Schwab’s semiannual Independent Advisor Outlook Study, released today, found that 46% of RIAs’ new clients came from full-service wirehouse firms. Surveyed independent advisers reported that clients are leaving wirehouse firms because of lost of trust in their previous firms (65%), followed closely by a desire for more personalized advice (59%).

While custodians such as Schwab have reported an uptick in the number of assets gained from wirehouse firms, industry data show that only a small slice of wirehouse advisers choose to “break away” to the independent channel (see “How Many Brokers Really Went Independent in 2009?”).

Overall, the overwhelming majority of advisers surveyed by Schwab reported gaining new assets in the next six months, with 76% coming from other firms. Schwab remains the largest custodian for independent advisers, with $590 billion under assets as of December 31.

As for retirement plans, Clark said Schwab will continue to leverage any opportunity in the retirement plan arena (about 20% of Schwab advisers work with retirement plans). He told PLANADVISER that Schwab Advisor Services is working more closely with its institutional side; for example, this year Schwab is combining its IMPACT conference for advisers and its ADVANTAGE conference for third-party administrator (TPA) conference.

More Saving

Schwab’s survey found that 32% of advisers think “frugal spending habits” will stick post-recession, followed by “focus on saving money” (26%). However, a majority of advisers (55%) want American consumers to save 9% of their personal income, which is more than the current national savings rate of 4.8%.

Want the latest retirement plan adviser news and insights? Sign up for PLANADVISER newsletters.

Almost two-thirds (62%) of surveyed advisers reported that their own clients are more focused on paying off debt in the current environment. Another deterrent to saving: the need to take care of children. While only 14% of advisers said their clients are doing more to support their parents in this market environment, a startling 44% said clients are doing more to support their children.

Many advisers (57%) reported that it will be difficult to achieve their clients’ investment goals in the current market environment. However, that is much more optimistic than last year, when 84% felt that way. Advisers have also been able to do less hand-holding; one-third said clients needed reassurance during the last six months, compared to almost half in January 2009.

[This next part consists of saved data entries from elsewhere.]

PR #255, opened 2023-11-03
Common client code and few bug fixes

hpya93:
Hi @jhand2 

Have added
- **Files: abi.go, client.go**: Code to issue RotateContextHandle, DeriveChild, ExtendTCI and Sign commands
- **File- sign.rs**: Bug fix for IS_SYMMETRIC flag in sign.rs file
- **File- sign.rs**: Bug fix  for DPE error code in sign.rs. It must be "ArgumentNotSupported" instead of "InvalidArgument" when DPE profile does not support a command flag.
- **File - CertifyKey.go, TagTci.go**:  Bug fix, the context handle created for Simulation mode is not used in code. The contexthandle is stored in variable "handle", but variable "ctx" is used
- **File - InitializeContext.go**: Separated out code for simulated context handle creation and put it as a func in InitializeContext.go file. This block was repeated many times.
-  **Files - negativeCases.go, simulator.go, verification.go**: Added a negativeCases.go - it will test InvalidHandle, wrongLocality, Unsupported DPE command, Unsupported command flags. Tried to address your comment in TagTCI PR by writing a separate function for checking WrongLocality and other negative cases..   

When this is merged I shall change other PRs in tune to the main branch with these changes. Kindly let us know the comments.

### DIFF
--- a/dpe/src/commands/sign.rs
+++ b/dpe/src/commands/sign.rs
@@ -15,7 +15,7 @@ pub struct SignFlags(u32);
 
 bitflags! {
     impl SignFlags: u32 {
-        const IS_SYMMETRIC = 1u32 << 31;
+        const IS_SYMMETRIC = 1u32 << 30;
     }
 }
 
@@ -83,7 +83,7 @@ impl CommandExecution for SignCmd {
     ) -> Result<Response, DpeErrorCode> {
         // Make sure the operation is supported.
         if !dpe.support.is_symmetric() && self.uses_symmetric() {
-            return Err(DpeErrorCode::InvalidArgument);
+            return Err(DpeErrorCode::ArgumentNotSupported);
         }
 
         let idx = dpe.get_active_context_pos(&self.handle, locality)?;
@@ -190,7 +190,7 @@ mod tests {
 
         // Bad argument
         assert_eq!(
-            Err(DpeErrorCode::InvalidArgument),
+            Err(DpeErrorCode::ArgumentNotSupported),
             SignCmd {
                 handle: ContextHandle([0xff; ContextHandle::SIZE]),
                 label: TEST_LABEL,
--- a/verification/abi.go
+++ b/verification/abi.go
@@ -3,10 +3,11 @@
 package verification
 
 import (
-	"errors"
 	"fmt"
 	"reflect"
 )
+
+var DefaultContextHandle = ContextHandle{0}
 
 const (
 	CmdMagic  uint32 = 0x44504543
@@ -35,9 +36,13 @@ type Support struct {
 const (
 	CommandGetProfile          CommandCode = 0x1
 	CommandInitializeContext   CommandCode = 0x7
+	CommandDeriveChild         CommandCode = 0x8
 	CommandCertifyKey          CommandCode = 0x9
+	CommandSign                CommandCode = 0xa
+	CommandRotateContextHandle CommandCode = 0xe
 	CommandDestroyContext      CommandCode = 0xf
 	CommandGetCertificateChain CommandCode = 0x80
+	CommandExtendTCI           CommandCode = 0x81
 	CommandTagTCI              CommandCode = 0x82
 	CommandGetTaggedTCI        CommandCode = 0x83
 )
@@ -156,6 +161,74 @@ type GetTaggedTCIResp[Digest DigestAlgorithm] struct {
 	CurrentTCI    Digest
 }
 
+type RotateContextHandleFlags uint32
+
+const (
+	TargetIsDefault RotateContextHandleFlags = 1 << 31
+)
+
+type RotateContextHandleCmd struct {
+	Handle ContextHandle
+	Flags  RotateContextHandleFlags
+}
+
+type RotatedContextHandle struct {
+	NewContextHandle ContextHandle
+}
+
+type DeriveChildFlags uint32
+
+const (
+	InternalInputInfo DeriveChildFlags = 1 << 31
+	InternalInputDice DeriveChildFlags = 1 << 30
+	RetainParent      DeriveChildFlags = 1 << 29
+	MakeDefault       DeriveChildFlags = 1 << 28
+	ChangeLocality    DeriveChildFlags = 1 << 27
+	InputAllowCA      DeriveChildFlags = 1 << 26
+	InputAllowX509    DeriveChildFlags = 1 << 25
+)
+
+type DeriveChildReq[Digest DigestAlgorithm] struct {
+	ContextHandle  ContextHandle
+	InputData      Digest
+	Flags          DeriveChildFlags
+	TciType        uint32
+	TargetLocality uint32
+}
+
+type DeriveChildResp struct {
+	NewContextHandle    ContextHandle
+	ParentContextHandle ContextHandle
+}
+
+type SignFlags uint32
+
+const (
+	IsSymmetric SignFlags = 1 << 30
+)
+
+type SignReq[Digest DigestAlgorithm] struct {
+	ContextHandle ContextHandle
+	Label         Digest
+	Flags         SignFlags
+	ToBeSigned    Digest
+}
+
+type SignResp[Digest DigestAlgorithm] struct {
+	NewContextHandle ContextHandle
+	HmacOrSignatureR Digest
+	SignatureS       Digest
+}
+
+type ExtendTCIReq[Digest DigestAlgorithm] struct {
+	ContextHandle ContextHandle
+	InputData     Digest
+}
+
+type ExtendTCIResp struct {
+	NewContextHandle ContextHandle
+}
+
 // dpeABI is a connection to a DPE instance, parameterized by hash algorithm and ECC curve.
 type dpeABI[CurveParameter Curve, Digest DigestAlgorithm] struct {
 	transport    Transport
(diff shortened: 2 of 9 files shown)


verification/abi.go
```diff
@@ -3,11 +3,12 @@
 package verification
 
 import (
-	"errors"
 	"fmt"
 	"reflect"
 )
 
+var DefaultContextHandle = ContextHandle{0}
+
```
hpya93, line 11: Couldnt declare as constant as arrays are not allowed to be constants.

verification/certifyKey.go
```diff
@@ -431,26 +431,10 @@ func checkCertificateStructure(t *testing.T, certBytes []byte) *x509.Certificate
...
-		} else {
-			t.Errorf("[ERROR]:  DPE instance doesn't support simulation contexts.")
-		}
-	} else {
-		//default context
-		ctx = [16]byte{0}
+func testCertifyKey(d TestDPEInstance, client DPEClient, t *testing.T, simulation bool) {
+	ctx := getContextHandle(d, client, t, simulation)
+	if simulation {
+		defer client.DestroyContext(ctx, 0)
```
hpya93, line 437: Have put  this code block as a function, since it is getting repeated for each command using Simulation mode.

verification/negativeCases.go
```diff
@@ -0,0 +1,275 @@
+// Licensed under the Apache-2.0 license
```
hpya93, line 1: File that tests WrongLoclaity, invalid handle, Unsupported command and UnsupportedCommand flags

verification/certifyKey.go
```diff
@@ -500,6 +484,11 @@ func testCertifyKey(d TestDPEInstance, client DPEClient, t *testing.T, use_simul
 		// This also checks certificate lifetime, signatures as part of cert chain validation
 		validateLeafCertChain(t, certChain, leafCert)
 
+		// Reassign handle for simulation mode.
+		// However, this does not impact in default mode because
+		// same default context handle is returned in default mode.
+		ctx = &certifyKeyResp.Handle
+
```
hpya93, line 491: This is required, else SimulationMode test fails after properly assigning simulation context handle

verification/tagTCI.go
```diff
@@ -8,16 +8,14 @@ import (
...
-			t.Fatalf("Failed to initialize default context: %v", err)
-		}
-		defer client.DestroyContext(handle, DestroyDescendants)
+	testTagTCI(d, client, t, false)
+}
+
+func testTagTCI(d TestDPEInstance, client DPEClient, t *testing.T, simulation bool) {
+	ctx := getContextHandle(d, client, t, simulation)
+	if simulation {
+		defer client.DestroyContext(ctx, DestroyDescendants)
```
hpya93, line 18: same problem here, handle is initialiaed but never used, also its scope is only within the IF block

verification/verification.go
```diff
@@ -39,6 +41,18 @@ var TagTCITestCase = TestCase{
 var GetProfileTestCase = TestCase{
 	"GetProfile", TestGetProfile, []string{},
 }
+var InvalidHandleTestCase = TestCase{
+	"CheckInvalidHandle", TestInvalidHandle, []string{"Simulation", "RotateContext", "ExtendTci", "Tagging"},
+}
+var WrongLocalityTestCase = TestCase{
+	"CheckWrongLocality", TestWrongLocality, []string{"AutoInit", "RotateContext", "ExtendTci", "Tagging"},
+}
+var UnsupportedCommand = TestCase{
```
hpya93, line 50: Have added limited DPE support to test failure

dpe/src/commands/sign.rs
```diff
@@ -15,7 +15,7 @@ pub struct SignFlags(u32);
 
 bitflags! {
     impl SignFlags: u32 {
-        const IS_SYMMETRIC = 1u32 << 31;
+        const IS_SYMMETRIC = 1u32 << 30;
```
hpya93, line 18: A minor deviation from irot spec

dpe/src/commands/sign.rs
```diff
@@ -83,7 +83,7 @@ impl CommandExecution for SignCmd {
     ) -> Result<Response, DpeErrorCode> {
         // Make sure the operation is supported.
         if !dpe.support.is_symmetric() && self.uses_symmetric() {
-            return Err(DpeErrorCode::InvalidArgument);
+            return Err(DpeErrorCode::ArgumentNotSupported);
```
hpya93, line 86: All other commands return ArgumentNotSupported. Only Sign comamnd is returning a different error code, so changed it.

dpe/src/commands/sign.rs
```diff
@@ -190,7 +190,7 @@ mod tests {
 
         // Bad argument
         assert_eq!(
-            Err(DpeErrorCode::InvalidArgument),
+            Err(DpeErrorCode::ArgumentNotSupported),
```
hpya93, line 193: corresponding change added to rust testcase

verification/initializeContext.go
```diff
@@ -67,3 +67,27 @@ func testInitContext(d TestDPEInstance, client DPEClient, t *testing.T, simulati
 		}
 	}
 }
+
+func getContextHandle(d TestDPEInstance, c DPEClient, t *testing.T, simulation bool) *ContextHandle {
```
jhand2, line 71: nit: rename to `getInitialContextHandle`? Also would be good to have a function level comment explaining what this function is for.

verification/initializeContext.go
```diff
@@ -67,3 +67,27 @@ func testInitContext(d TestDPEInstance, client DPEClient, t *testing.T, simulati
...
+	var handle *ContextHandle
+	var err error
+	if simulation {
+		if d.GetSupport().Simulation {
+			handle, err = c.InitializeContext(InitIsSimulation)
+			if err != nil {
+				t.Fatal("The instance should be able to create a simulation context.")
+			}
+			// Could prove difficult to prove it is a cryptographically secure random.
```
jhand2, line 80: That's fine, I don't think it's necessary. Can remove this comment.

verification/negativeCases.go
```diff
@@ -0,0 +1,275 @@
...
+var InvalidHandle = ContextHandle{0, 1, 2, 3, 4, 5, 6, 7, 8, 9, 10, 11, 12, 13, 14, 15}
+
+func TestInvalidHandle(d TestDPEInstance, c DPEClient, t *testing.T) {
+	testInvalidHandle(d, c, t)
+}
+
+// Checks whether error is reported when non-existent handle is passed as input to DPE commands.
+// Exceptions are - GetProfile, InitializeContext, GetCertificateChain, GetTaggedTCI commands
+// which do not need context handle as input parameter.
+func testInvalidHandle(d TestDPEInstance, c DPEClient, t *testing.T) {
```
jhand2, line 19: All this code can just be in the public function instead of calling a separate helper (same for all of these tests)

verification/tagTCI.go
jhand2, line 18: This doesn't need to be in a helper funciton

verification/verification.go
```diff
@@ -39,6 +41,18 @@ var TagTCITestCase = TestCase{
...
+	"CheckSupportForCommand", TestUnsupportedCommand, []string{"AutoInit"},
+}
+var UnsupportedCommandFlag = TestCase{
+	"CheckSupportForCommmandFlag", TestUnsupportedCommandFlag, []string{"AutoInit", "RotateContext", "ExtendTci", "Tagging"},
+}
```
jhand2, line 55: Can you add all of these to the `AllTestCases` array?

verification/initializeContext.go
hpya93: Yes renamed and added a description.

verification/initializeContext.go
hpya93: This was there already in original code, but removed now.

verification/negativeCases.go
hpya93: Removed the helper, put the logic under public function

verification/tagTCI.go
hpya93: Removed the helper, put the logic under public function

verification/verification.go
hpya93: **I have some problems with adding.**
1. The AllTestCases has a broad DPE suppport features, so it will not cause/catch errors in  UnsupportedCommand and UnsupportedCommandFlag  testcases, so left as it is.
2. However, I could add the Invalidhandle and Wrong locality test cases under AllTestCases without issues.

jhand2: I don't understand. AllTestCases is just a list if all the test cases. If the target doesn't have the support the test is requesting, the test will be skipped.

hpya93: Adding some more information for context:
1. AllTestCases is list of all testcases that is run with DefaultSupport test target which has more support features.
```
		{
			"DefaultSupport",
			getTestTarget([]string{"AutoInit", "Simulation", "X509", "IsCA", "Tagging", "RotateContext", "ExtendTci"}),
			AllTestCases,
		},
```
2. For **UnSupportedCommand testcase**, we **purposefully exclude** these support features to test for the "UnsupportedCommand" error code - especially **Tagging, RotateContext, ExtendTCI**
4. Similarly, for **UnSupportedCommandFlag testcase**, we **purposefully exclude** these support features to test for the "UnSupportedArgument" error code - especially **Simulation, IsCA, X509, ** 
5. Adding these tests in AllTestCases will ultimately test these two negative tests will Default support test target.
6. **If this happens, some cases in "UnSupportedCommand " and "UnSupportedCommandFlag" will fail as expected error will not be returned.**
7. Here is how it fails
```
    --- FAIL: TestRunAll/DefaultSupport-CheckSupportForCommand (0.00s)
    --- FAIL: TestRunAll/DefaultSupport-CheckSupportForCommmandFlag (0.01s)

```
- It gives many Error messages like so are given when testing ....
```
negativeCases.go:248: [ERROR]: Should return "argument is not supported by this profile, implementation, or integration", but returned no error

```

jhand2: Thanks for the explanation. I have opened https://github.com/chipsalliance/caliptra-dpe/issues/256 to track supporting this. We can merge this PR without this feature though.

jhand2 (approved):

Clark noted that although advisers might need less assurance, clients are still hungry for more education. “We know from this study that advisers have spent considerable time over the past year communicating with their clients,” Clark said in a release of the survey results. “But while many advisers that we work with say that they are in more of a ‘back to business’ mode, there is clearly a continuing need for advisers to play a role as educators for their clients.”

In January, Koski Research conducted an online survey of more than 1,100 independent investment advisers who custody with Charles Schwab.